The final diagnosis for 252 consecutive patients was gastric cancer in 189 (75%), adenoma in 26 (10.3%), and gastritis in 37 (14.7%). In the multivariate analysis, lesion sizes of more than 10 mm (odds ratio [OR], 3.021; 95% confidence interval [CI], 1.480 to 6.165; p=0.002), depressed morphology (OR, 3.181; 95% CI, 1.579 to 6.406, p=0.001), and surface nodularity (OR, 3.432; 95% CI, 1.667 to 7.064, p=0.001) were significant risk factors for malignancy.

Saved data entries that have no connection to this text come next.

PR #4816, opened 2025-11-30
psychokinetic scream LogPowerUsed

cmorley191:
## About the PR

Psychokinetic scream fixes:
- now adds glimmer like all the other powers do
- now mantis sees a popup when used nearby, like all other powers
- now works with xenoarch "psionic disturbance" artifact trigger

Skia ability was left untouched - I tested that it still worked.

## Why / Balance

Not having these elements was an oversight, I think. I briefly looked over the skia PR's; doesn't seem like this was intentional.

Further evaluation and treatment should be considered for atypical gastric gland during forceps biopsy if there is a large-sized (>10 mm) lesion, depressed morphology, or surface nodularity.
背景/目的:虽然在胃镜检查中对可疑的胃部肿瘤进行了活检,但由于诊断不确定,对于非典型胃腺,很难确定治疗策略。本研究旨在探讨活检钳取非典型胃腺时预测恶性肿瘤的临床意义和危险因素。
我们回顾性分析了 252 例经活检钳诊断为非典型胃腺的患者的病历。使用初始内镜检查结果和临床数据分析恶性肿瘤的预测因素。
252 例连续患者的最终诊断为胃癌 189 例(75%)、腺瘤 26 例(10.3%)和胃炎 37 例(14.7%)。多因素分析显示,病灶大小>10mm(比值比[OR],3.021;95%置信区间[CI],1.480 至 6.165;p=0.002)、凹陷型形态(OR,3.181;95%CI,1.579 至 6.406,p=0.001)和表面结节(OR,3.432;95%CI,1.667 至 7.064,p=0.001)是恶性肿瘤的显著危险因素。
如果活检钳取的非典型胃腺存在大病灶(>10mm)、凹陷型形态或表面结节,应考虑进一步评估和治疗。